▶ [TASK ITEM] Where the records below show the word "from" in a line, please copy that line.

········

PR #8413, opened 2024-01-26
ErisMed fixes Season 1 Episode 2

AltHit:
## About The Pull Request

**Can you hear the visible_message?**
**Can you see the OP_EYES?**
**Can you fix the ORGAN_BROKEN?**
**CAN YOU FEEL MY random_organ_by_process(OP_HEART)?**

Fixed typo in comment
Removed excess whitespace in techno belt line
Fixed people walking without vital organs like they are still inside
Now you actually need to attach organs in order for them to work and by default they are unattached Resuscitator now actually tells you what's wrong during resurection
Also robotist got a new fancy belt instead of toolbox!
Resuscitator now checks if the body is too damaged, as it was intended to do

## Why It's Good For The Game

Removes a critical bug that made you semi-invincible with need to only keep the brain inside your body, I guess this is gud
Gives robotist vital tools in fixing FBP's roundstart and takes rudimentry blue toolbox no-one cared about
Adds actual feedback to resuscitator so doctors shouldn't silently ask themself "WHY are you dead?"
And the fact that organs are need to be attached first is just a neat addition

## Testing

- [x] Check if the robotist belt is spawning correctly
- [x] Check slime and slimehumans spawning correctly
- [x] Check Carrion spawning correctly and without flags that should not be here
- [x] Check FBP's spawning correctly
- [x] Check the cyanide
- [x] Check if the heart is dying fast enough
- [x] Check surgery healing by items
- [x] Check that unhealable eye wound
- [x] Check organs dropped by gibbing
- [x] Check if everyone can see resus messages correctly

## Changelog
:cl:
add: Put multitool and pliers into robotist toolbelt
del: Removed roundstart toolbox from robotist
tweak: Tweaked organs to be unattached by default
fix: Fixed stackable items consumed when used in surgery
fix: Fixed organs counted inside person after removal in some scenarios
fix: Fixed resuscitator ignoring all damage on body upon resurrection
spellcheck: fixed typo in signals.dm and removed one char is belt code
fix: Fixed runtime with 2-step organ wounds
/:cl:

### DIFF
--- a/code/modules/mob/living/carbon/human/human.dm
+++ b/code/modules/mob/living/carbon/human/human.dm
@@ -4,6 +4,7 @@
 	voice_name = "unknown"
 	icon = 'icons/mob/human.dmi'
 	icon_state = "body_m_s"
+	status_flags = REBUILDING_ORGANS //will protect from gibbing before organs are built. flag should be removed by set_species in initialize
 
 	var/list/hud_list[10]
 	var/embedded_flag	  //To check if we've need to roll for damage on movement while an item is imbedded in us.
@@ -1020,6 +1021,10 @@ var/list/rank_prefix = list(\
 	for(var/obj/item/organ/internal/carrion/C in organs_to_readd)
 		C.replaced(get_organ(C.parent_organ_base))
 
+	for(var/obj/item/organ/internal/I in internal_organs)
+		I.status &= ~ORGAN_CUT_AWAY
+		I.handle_organ_eff()
+
 	status_flags &= ~REBUILDING_ORGANS
 	species.organs_spawned(src)
 
@@ -1348,13 +1353,24 @@ var/list/rank_prefix = list(\
 	reset_view(A)
 
 /mob/living/carbon/human/proc/resuscitate()
-	var/obj/item/organ/internal/vital/heart_organ = random_organ_by_process(OP_HEART)
-	var/obj/item/organ/internal/vital/brain_organ = random_organ_by_process(BP_BRAIN)
+	
+	var/obj/item/organ/internal/vital/heart/heart_organ = random_organ_by_process(OP_HEART)
+	var/obj/item/organ/internal/vital/brain/brain_organ = random_organ_by_process(BP_BRAIN)
 
-	if(!is_asystole() && !(heart_organ && brain_organ) || (heart_organ.is_broken() || brain_organ.is_broken()))
+	if((!heart_organ || heart_organ.is_broken()) && (!brain_organ) || brain_organ.is_broken())
+		visible_message(SPAN_WARNING("\The [src] lay still, devoid of any hint of vitality or warmth."))
+		return 0
+
+	if(!heart_organ || heart_organ.is_broken())
+		visible_message(SPAN_WARNING("\The [src] twitches a bit, but their body remains lifeless, unresponsive to any stimulus."))
+		return 0
+
+	if(!brain_organ || brain_organ.is_broken())
+		visible_message(SPAN_WARNING("\The [src] changes is colour, but remains tranquil and utterly still."))
 		return 0
 
 	if(world.time >= (timeofdeath + NECROZTIME))
+		visible_message(SPAN_WARNING("\The [src] shows no signs of reaction, a grim reminder of the boundaries that separate life and death."))
 		return 0
 
 	var/oxyLoss = getOxyLoss()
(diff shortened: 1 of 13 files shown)


code/modules/organs/internal/_internal.dm
```diff
@@ -85,14 +90,25 @@
...
+			owner.internal_organs_by_efficiency[process] -= src
 
 	for(var/proc_path in owner_verbs)
 		verbs |= proc_path
 
 	if(GetComponent(/datum/component/internal_wound/organic/parenchyma))
 		owner.mutation_index++
 
+/obj/item/organ/internal/proc/handle_organ_eff()
+	owner = src.owner
```
hyperioo, line 105: I'm not sure I get what this one is doing. Assign owner to owner?

code/modules/organs/internal/_internal.dm
```diff
@@ -85,14 +90,25 @@
 	for(var/process in organ_efficiency)
 		if(!islist(owner.internal_organs_by_efficiency[process]))
 			owner.internal_organs_by_efficiency[process] = list()
-		owner.internal_organs_by_efficiency[process] += src
+		if(src.is_usable())
```
hyperioo, line 93:
```suggestion
		if(is_usable())
```
`src` can be omitted. Same for the other `src.is_usable()`

code/modules/mob/living/carbon/human/human.dm
```diff
@@ -1348,21 +1353,32 @@ var/list/rank_prefix = list(\
...
+		visible_message(SPAN_WARNING("\The [src] shows no signs of reaction, a grim reminder of the boundaries that separate life and death."))
 		return 0
 
 	var/oxyLoss = getOxyLoss()
 	if(oxyLoss > 20)
 		setOxyLoss(20)
 
 	if(health <= (HEALTH_THRESHOLD_DEAD - oxyLoss))
-		visible_message(SPAN_WARNING("\The [src] twitches a bit, but their body is too damaged to sustain life!"))
+		visible_message(SPAN_WARNING("\The [src] twitches a bit, but their body is too damaged to sustain life."))
```
hyperioo, line 1381: I think the message could be a bit more clear. It's better than nothing but without looking at the code, I'm not sure people will fully understand what the messages indicate in term of missing heart/brain.

code/modules/surgery/organic.dm
```diff
@@ -142,7 +142,7 @@
 	)
 
 	organ.status &= ~ORGAN_CUT_AWAY
-	organ.replaced(organ.get_limb())
+	organ.handle_organ_eff() //organ is attacheds. Refreshing eff. list
```
hyperioo, line 145:
```suggestion
	organ.handle_organ_eff() //organ is attached. Refreshing eff. list
```

code/modules/surgery/organic.dm
```diff
@@ -178,6 +178,7 @@
 		SPAN_NOTICE("You separate [organ.get_surgery_name()] with \the [tool].")
 	)
 	organ.status |= ORGAN_CUT_AWAY
+	organ.handle_organ_eff() //detaTch of organ. Refreshing eff. list
```
hyperioo, line 181:
```suggestion
	organ.handle_organ_eff() //detach of organ. Refreshing eff. list
```

code/modules/mob/living/carbon/human/human.dm
AltHit: > I think the message could be a bit more clear. It's better than nothing but without looking at the code, I'm not sure people will fully understand what the messages indicate in term of missing heart/brain.

I'll redo message part to be more depended on stats of people looking

code/modules/organs/internal/_internal.dm
AltHit: It's nothing more than a messy copypasting from other proc, does absolutely nothing.
You deserve a medal for each time shit like this doesn't get into upstream

Mycah142:
Part of the draft is a fix for eyes having unrecoverable wounds, and med kits being fully consumed without actually healing wounds.

These are a bigger issue than an Adjustment PR as they were introduced by a supposed Eye Damage Bugfix.

I'd like to request these two fixes as their own PR to be ensured as working and merged as soon as they're confirmed to actually fix the now two or three weeks of the issue.

The PR that introduced them honestly should've been reverted immediately, but here we are.

AltHit:
> Check Mycah's message above about the eye wound and medkit issues for your next ErisMed fix season 1 episode 3. 👍

Already done both of them here! Thanks for the review by the way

········

▶ [WRITTEN SOLUTION]
del: Removed roundstart toolbox from robotist
+	status_flags = REBUILDING_ORGANS //will protect from gibbing before organs are built. flag should be removed by set_species in initialize
AltHit: It's nothing more than a messy copypasting from other proc, does absolutely nothing.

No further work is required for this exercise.